> **Aim of the task**
Take the data below and extract the lines from the one with "Every child should" to the one with "Schemas that use", inclusive, exactly as written.

================================

PR #5246, opened 2025-03-28
feat(api-reference): multiple configurations with multiple sources

hanspagel:
**Problem**

We support multiple configurations and a single configuration with multiple sources, but can you image: we don’t support multiple configurations *with* multiple sources. Let’s tackle this.

**Solution**

This PR adds support for multiple configurations with multiple sources. 💥 

**Checklist**

### DIFF
--- a/packages/types/src/api-reference/api-reference-configuration.ts
+++ b/packages/types/src/api-reference/api-reference-configuration.ts
@@ -501,6 +501,7 @@ export type AnyApiReferenceConfiguration =
   | Partial<ApiReferenceConfiguration>
   | Partial<ApiReferenceConfigurationWithSources>
   | Partial<ApiReferenceConfigurationWithDefault>[]
+  | Partial<ApiReferenceConfigurationWithSources>[]
 
 /** Typeguard to check to narrow the configs to the one with sources */
 export const isConfigurationWithSources = (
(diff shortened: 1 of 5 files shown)


packages/types/src/api-reference/api-reference-configuration.ts
```diff
@@ -498,6 +498,7 @@ export type AnyApiReferenceConfiguration =
   | Partial<ApiReferenceConfiguration>
   | Partial<ApiReferenceConfigurationWithSources>
   | Partial<ApiReferenceConfigurationWithDefault>[]
+  | Partial<ApiReferenceConfigurationWithSources>[]
```
amritk, line 501:
```suggestion
  | Partial<ApiReferenceConfiguration>
  | Partial<ApiReferenceConfiguration>[]
```
should we just add sources and default as optional to the main schema?

amritk (commented):
Yea when we did this I wasn't sure if this was going to be a use case or not. But I suppose it could work?

packages/types/src/api-reference/api-reference-configuration.ts
hanspagel: I don‘t know, I think I’d prefer to be more explicit there. I’d actually love the configuration to be more explicit in a few details (like requiring content OR url, currently everything is optional).

I’d tend to leverage TypeScript more, even if it’s just a detail.

hanspagel:
Yeah, this feature seems to be perfect for our upcoming Aspire integration, that’s why @xC0dex requested it.

amritk (approved):
kk cleared up, send it

PR #5250, opened 2025-03-28
feat(api-client): add auth to the collection page

amritk:
**Problem**

Currently, in the client we can only set auth at the request level

**Solution**

With this PR we are able to set auth at the collection level. Also added a `useCollectionSecurity` flag to the collection so we can flick it on and off.

image

**Checklist**


hanspagel:
OMG, so cool! Worked on the copy a bit:

Screenshot 2025-03-31 at 12 22 16

hanspagel (approved):

PR #5260, opened 2025-03-31
fix(api-reference): proxy is skipped for localhost, even if the proxy is local

### LINKED ISSUE #5258: Make Proxy usable in local environments
### Discussed in https://github.com/scalar/scalar/discussions/5257

<sup>Originally posted by **xC0dex** March 30, 2025</sup>
Currently, the `proxyUrl` will not be used if the current URL is `localhost`. For the Aspire integration, it would be _awesome_ if this would also work for `localhost` URLs. 

**Context:**

Aspire starts multiple services with different ports. Example:

Book API: `https://localhost:55555`
User API:  `https://localhost:55556`
Scalar Aspire Integration: `https://localhost:55557`

Without a proxy, Scalar cannot load the OpenAPI documents or make requests to the APIs because they are running on a different Port. This will cause CORS issues.</div>

hanspagel:
**Problem**

Our API reference can’t fetch OpenAPI documents from other (local) domains, if CORS isn’t set up properly (because we can’t use the remote proxy then).

**Solution**

Initially, I thought we’re just missing something in the fetching logic, turns out: Not really.  BUT two changes:

* The @scalar/api-reference fetching logic is closer to what we do for API requests.
* If the proxyUrl is relative, we’ll use it even for local domains (fixes #5258)

I used the opportunity to streamline the fetching a bit, though:

* Renamed `fetchSpecFromUrl` to `fetchDocument` (we’re talking about documents, not about the standard/specification)
* Updated comments
* Removed the isValidUrl/isRelativeUrl/whatever logic from `useReactiveSpec` and just used `fetchDocument` (to make it work the same in all places)
* Added a few more tests
* Catched a few more exceptions to simplify the usage of the related helpers

**Checklist**

### DIFF
--- a/packages/oas-utils/src/helpers/redirect-to-proxy.ts
+++ b/packages/oas-utils/src/helpers/redirect-to-proxy.ts
@@ -1,25 +1,37 @@
 import { isLocalUrl } from './is-local-url.ts'
 import { REGEX } from './regex-helpers.ts'
 
-/** Redirects the request to a proxy server with a given URL. */
+/**
+ * Redirects the request to a proxy server with a given URL. But not for:
+ *
+ * - Relative URLs
+ * - URLs that seem to point to a local IP
+ * - URLs that don't look like a domain
+ **/
 export function redirectToProxy(proxy?: string, url?: string): string {
-  if (!shouldUseProxy(proxy, url)) {
+  try {
+    if (!shouldUseProxy(proxy, url)) {
+      return url ?? ''
+    }
+
+    // Create new URL object from url
+    const newUrl = new URL(url as string)
+
+    // Rewrite the URL with the proxy
+    newUrl.href = proxy as string
+
+    // Add the original URL as a query parameter
+    newUrl.searchParams.append('scalar_url', url as string)
+
+    return newUrl.toString()
+  } catch {
     return url ?? ''
   }
-
-  // Create new URL object from url
-  const newUrl = new URL(url as string)
-
-  // Rewrite the URL with the proxy
-  newUrl.href = proxy as string
-
-  // Add the original URL as a query parameter
-  newUrl.searchParams.append('scalar_url', url as string)
-
-  return newUrl.toString()
 }
 
-/** Check if the URL is relative or if it's a domain without protocol */
+/**
+ * Check if the URL is relative or if it's a domain without protocol
+ **/
 export const isRelativePath = (url: string) => {
   // Allow http:// https:// and other protocols such as file://
   if (REGEX.PROTOCOL.test(url)) {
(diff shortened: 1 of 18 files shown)


packages/oas-utils/src/helpers/redirect-to-proxy.ts
```diff
@@ -1,25 +1,37 @@
...
-  }
+  try {
+    if (!shouldUseProxy(proxy, url)) {
+      return url ?? ''
+    }
 
-  // Create new URL object from url
-  const newUrl = new URL(url as string)
+    // Create new URL object from url
+    const newUrl = new URL(url as string)
```
amritk, line 18:
```suggestion
    const newUrl = new URL(url)
```
why the type cast here, just do an early return above to check for undefined

amritk: actually we can turn `shouldUseProxy` into a type guard for proxy then just check for url

packages/oas-utils/src/helpers/redirect-to-proxy.ts
```diff
@@ -35,22 +47,28 @@ export const isRelativePath = (url: string) => {
...
 
-  // Relative URLs
-  if (isRelativePath(url)) {
-    return false
-  }
+    // Relative URLs
+    if (isRelativePath(url)) {
+      return false
+    }
+
```
amritk, line 64:
```suggestion
    }

  // Requests to a local proxy
  if (isLocalProxy(proxy) {
    return true
  }

```

amritk (changes requested):
So this doesn't actually fix the issue stated in #5258, I added a dummy function below

packages/oas-utils/src/helpers/redirect-to-proxy.ts
hanspagel: ahh, type guarding works for one parameter only, but still a great idea

packages/oas-utils/src/helpers/redirect-to-proxy.ts
amritk: Yea if its deployed then they should not pass in a localhost proxy. Its only for local dev

amritk: why can't we just allow the user to pass it in? If they pass in a localhost on a domain it won't work

xC0dex (approved):
LGTM. This will work for Aspire

hanspagel:
Waiting for @amritk to re-review here. It’s core functionality, so I don’t want to rush it.

hanspagel:
We won’t need this for the Aspire integration, and I don’t see the use case, but I’ve just added this, too. :v:

amritk:
Its come up a couple times, helpful for local testing!

amritk (approved):
I don't even need to re-test, code looks 👌🏾

PR #9783, opened 2026-07-28
fix(api-reference): resolve axe ARIA violations in sidebar and client tabs

guillaume-flambard:
## Problem

axe-core (WCAG 2.1 AA) reports critical/serious ARIA violations on the rendered `@scalar/api-reference` DOM (#9725): invalid `aria-selected` / `role="search"` / `role="navigation"` on `<aside>`, a non-tab control inside `role="tablist"`, and empty `a[href=""]` links for MCP install when no config URL exists.

`button-name` on CompactSection was already fixed in #9766.

## Solution

- Sidebar items use `aria-current="page"` instead of `aria-selected`
- Search trigger is a plain named button (no `role="search"`)
- Sidebar landmark is a `<nav>` (valid navigation role) instead of `<aside role="navigation">`
- Client libraries / SDK installation “More” combobox sits beside the tablist, not inside it
- MCP install controls without a target URL render as buttons

Alternatives considered: keeping `<aside>` and dropping the landmark entirely (worse for screen-reader navigation), or wrapping the More control in `role="presentation"` (still fails required children for interactive content).

## Checklist

- [x] I explained why the change is needed.
- [x] I added a changeset. 
- [x] I added tests.
- [ ] I updated the documentation.

Fixes #9725

Made with [Cursor](https://cursor.com)

PR #9785, opened 2026-07-28
fix(api-reference): resolve axe ARIA violations in sidebar and client tabs

hwkr:
> **Draft — CI validation only.** This duplicates community PR #9783 (by @guillaume-flambard) with three layout regressions fixed on top. It is not meant to merge as-is; the point is a clean CI run before the fixes go back to that PR.

## What's here

`f3f2747`, `3ae5ff2` and `f1d3558` are @guillaume-flambard's commits from #9783, unchanged. `87ba9fe` is a follow-up fixing three regressions the ARIA restructure introduced.

### The a11y fixes (his work)

- Sidebar items use `aria-current="page"` instead of `aria-selected`, which is invalid on link and button roles
- The search trigger drops `role="search"` — a landmark role, not a control role — and keeps its accessible name
- The sidebar `<aside>` drops `role="navigation"`, which `<aside>` does not permit
- The client libraries and SDK installation "More" comboboxes move out of `role="tablist"`, which requires tab-only children
- MCP install controls render as `<button>` when there is no target URL, instead of an `<a>` with no `href`

### The regressions fixed on top

| Where | Problem |
|---|---|
| `ClientDropdown` / `ClientSelector` | `flex: 1` on the "More" wrapper gave it half the row; the five tabs overflowed their box by 138px and painted over it, leaving the trigger unreachable |
| `SdkInstallationInstructions` | `availableWidth` was measured on the tab strip, whose width already excludes the "More" trigger — so that width was reserved twice and a tab that fits got pushed into the dropdown. The `ResizeObserver` also watched an element whose size depended on its own output |
| `OpenMCPButton` | `font: inherit` sat after `font-size` and `line-height` in the same rule; the shorthand resets both, enlarging every MCP link — including the "Generate MCP" `<div>`, which was never a button |

## Testing

Against the containerised Playwright runner, `--workers=1`:

- `test/snapshots` — **78/78** across 12 files, against unmodified baselines
- `test/configuration` — **112 pass**, covering every rewritten `complementary` query
- `test/features` + `test/standalone` — **13 pass**
- `pnpm vitest --run` — **1625 pass** (125 files)
- `vue-tsc`, biome, prettier — clean

## Visual

No screenshots, deliberately: the snapshot suite passing against `main`'s **unmodified** baselines is the stronger claim. This branch fixes ARIA without moving a pixel, so there is no before/after to show.

That result is load-bearing rather than incidental. Before the fixes on `87ba9fe`, `tag-groups › classic` and all 28 `themes › * › Classic *` failed with ~6000px diffs, and `sidebar › Mobile Sidebar` failed separately on the MCP font drift. No baselines were regenerated.

## Ticket

Part of DOC-5912
See #9725
Related to #9783

### DIFF
--- a/.changeset/fix-9725-api-reference-a11y.md
+++ b/.changeset/fix-9725-api-reference-a11y.md
@@ -1,0 +1,10 @@
+---
+'@scalar/api-reference': patch
+'@scalar/components': patch
+---
+
+fix: resolve axe-core ARIA violations in the API reference sidebar and client tabs
+
+Sidebar items used `aria-selected` on links/buttons (invalid for those roles) and the search trigger used `role="search"` on a button. The sidebar landmark is now a `<nav>`, selected items use `aria-current="page"`, and the search control is a plain named button.
+
+Client library and SDK installation "More" comboboxes sat inside `role="tablist"`, which fails `aria-required-children`. They now sit beside the tablist. MCP install controls without a target URL render as buttons instead of empty `a[href=""]` links.
--- a/.changeset/fix-9725-api-reference-a11y.md
+++ b/.changeset/fix-9725-api-reference-a11y.md
@@ -5,6 +5,6 @@
 
 fix: resolve axe-core ARIA violations in the API reference sidebar and client tabs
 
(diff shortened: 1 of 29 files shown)


hwkr:
See https://github.com/scalar/scalar/pull/9783

Issue #9598, opened 2026-06-23
CSS fixes for printing


sanscontext:
### What happens?

Based on [a quick convo on the Discord](https://discord.com/channels/1135330207960678410/1518667156630409286/1518667156630409286).

I'm trying to print a basic reference of our API to PDF to give to a potential customer. I don't need the code snippets etc to render here, but I do need the available parameters, request schema, and ideally the successful response schema.

When I print to PDF, the preview shows the example response schema text overlapping the next entry, some now-unselectable tabs, empty frames, etc.

<img width="1170" height="1164" alt="Image" src="https://github.com/user-attachments/assets/59432304-0316-4f88-9b92-8d6722207ea3" />

### What did you expect to happen?

Expected:
- Any long text wraps instead of printing a picture of the horizontal scroll bar.
- Each tab of the response schema is in its own separate frame, and the content there also wraps.
- Examples shouldn't render over the next page of content :)

hwkr:
Fixed in #9788

PR #9788, opened 2026-07-28
fix(api-reference): stop expanded content overlapping when printing

hwkr:
## Problem

We have no print styles at all, so printing the reference to PDF renders expanded content over the text that follows it. The reference lays itself out as a fixed-viewport app — a `100dvh` grid with sticky columns pinned to a JS-measured screen height — and none of that means anything on paper.

## Solution

Adds a `print.css` that flattens the shell back into a document:

* Un-sticks the example columns, callback titles and list headers. Sticky resolves against the *page* box when printing, so these were getting pinned at a stale `--refs-viewport-offset` and painting over the content after them (`Callback.vue`'s title also carries a `z-index`, which is what made it overlap rather than just sit in the wrong place)
* Zeroes the viewport-derived offsets and drops the `max-height` caps, which were silently truncating long examples to one screen height
* Hides the sidebar, header, footer and `.section-flare` — fixed elements otherwise repeat on every page
* `break-inside: avoid` on small units only (properties, parameters, cards). Deliberately not on whole operations, since anything taller than a page would leave a page-sized gap

Everything in there is `!important`, which looks heavy-handed but is load-bearing: the rules it overrides live in scoped `<style>` blocks that compile to `.examples[data-v-hash]`, so they tie on specificity with a two-class selector and land in a separate stylesheet with no guaranteed load order. It's print-only, so it can't affect screen rendering.

Not a complete fix — it's a solid step, not the whole thing. `Lazy.vue` only renders sections once an `IntersectionObserver` fires and Chrome doesn't re-run those against the paginated layout, so a long document will still print blank placeholder boxes for anything you never scrolled past. CSS can't reach that one, future thing and probably its own ticket.

Before / After

CleanShot 2026-07-28 at 16 11 46@2x-paddedCleanShot 2026-07-28 at 16 12 56@2x

## Ticket

Fixes [DOC-5894](https://linear.app/api-docs/issue/DOC-5894)
See #9598

## Checklist

- [x] I added a changeset.
- [ ] I added tests.

### DIFF
--- a/.changeset/print-styles-sticky-overlap.md
+++ b/.changeset/print-styles-sticky-overlap.md
@@ -1,0 +1,5 @@
+---
+"@scalar/api-reference": patch
+---
+
+Add print styles so printing (or saving to PDF) no longer renders expanded content over the text that follows it. The reference lays itself out as a fixed-viewport application, and its sticky columns were pinned to a screen measurement that is meaningless on paper. Printing now flattens that shell into ordinary document flow: navigation and floating chrome are hidden, sticky positioning and viewport-derived height caps are dropped so long examples are no longer truncated, and small units such as properties and cards avoid breaking across pages.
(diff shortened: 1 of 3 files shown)


hanspagel (approved):
sick improvement for my buddies using a printer

PR #9791, opened 2026-07-29
fix(api-reference): stop recursive discriminator rendering for allOf variants

### LINKED ISSUE #9771: Recursive rendering when using allOf/discriminator
### What happens?

I am using OpenAPI generator and want to follow [this](https://github.com/OpenAPITools/openapi-generator/pull/24174) pattern. The problem is that Scalar then just renders the recursion:

Image

_Version: @scalar/api-reference@1.63.0_

The base schema should render once, showing the discriminator property.

Every child should render all `allOf` properties and ignore the discriminator in the base schema.

### OpenAPI Document

https://sandbox.scalar.com/e/IgFNY

guillaume-flambard:
## Problem

Schemas that use `discriminator.mapping` on a base type with variants that `allOf` back to that base (OpenAPI Generator inheritance) rendered recursively: selecting a child re-inferred the mapping from the merged base and nested another "One of" selector forever.

Repro: https://sandbox.scalar.com/e/IgFNY

## Solution

Thread the parent `discriminator` through `Schema` → `SchemaProperty` → `SchemaComposition`, preferring the schema's own discriminator when present so nested independent polymorphic properties keep their context. The merged base then skips mapping inference and flattens inherited properties once.

## Ticket

Closes #9771

### DIFF
--- a/.changeset/fix-9771-discriminator-allof-recursion.md
+++ b/.changeset/fix-9771-discriminator-allof-recursion.md
@@ -1,0 +1,5 @@
+---
+'@scalar/api-reference': patch
+---
+
+Stop recursive schema rendering when a discriminator variant `allOf`s back to its base type. The selected child now inherits the parent's discriminator context so the mapping is not re-inferred on every nest.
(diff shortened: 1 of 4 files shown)


hanspagel (approved):
thanks!!

PR #9793, opened 2026-07-29
feat(oas-utils): expose server and customFetch in the beforeRequest hook payload

aqeelat:
## What this does

Adds two optional fields to the `ClientPlugin` `beforeRequest` payload:

- `server?: ServerObject | null`: the active server, for resolving relative URLs.
- `customFetch?: typeof fetch`: the host-provided fetch implementation, including the desktop IPC-backed fetch.

`OperationBlock` forwards both values immediately before the request is built, so plugins can use them while mutating the request builder.

## Why

Plugins that inject or refresh OAuth2 bearer tokens need the active server to resolve a relative token endpoint and the host fetch to make that refresh through the same network channel as the outgoing request. Without these values, plugins must capture external state during registration, which is fragile and does not work for every host integration.

## Compatibility

This is additive. Both fields are optional, so existing client plugins continue to work unchanged.

## Verification

- Added an `OperationBlock` regression test proving both values reach a `beforeRequest` plugin.
- Retained the OAS-utils hook payload test.

## Related

Prerequisite for token-injection and auto-refresh client plugins.

### DIFF
--- a/.changeset/before-request-payload.md
+++ b/.changeset/before-request-payload.md
@@ -1,0 +1,9 @@
+---
+'@scalar/oas-utils': patch
+'@scalar/api-client': patch
+---
+
+Expose `server` and `customFetch` in the ClientPlugin `beforeRequest` hook
+payload (both optional, additive) so plugins can resolve relative URLs and run
+network calls — e.g. a token refresh — through the host fetch without closing
+over external state.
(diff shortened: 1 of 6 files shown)


hanspagel (changes requested):
nice, we just need to update the docs too

aqeelat:
I added the direct `beforeRequest` documentation update in a small commit. I also prepared a second, optional commit that adds a complete API Client lifecycle-hook reference so the new fields are documented alongside the other hook payloads. If you would prefer this PR to stay scoped to `server` and `customFetch`, I can drop the second commit.

hanspagel (approved):
cool, thanks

================================

> **Response to this exercise**
Every child should render all `allOf` properties and ignore the discriminator in the base schema.

### OpenAPI Document

https://sandbox.scalar.com/e/IgFNY

guillaume-flambard:
## Problem

Schemas that use `discriminator.mapping` on a base type with variants that `allOf` back to that base (OpenAPI Generator inheritance) rendered recursively: selecting a child re-inferred the mapping from the merged base and nested another "One of" selector forever.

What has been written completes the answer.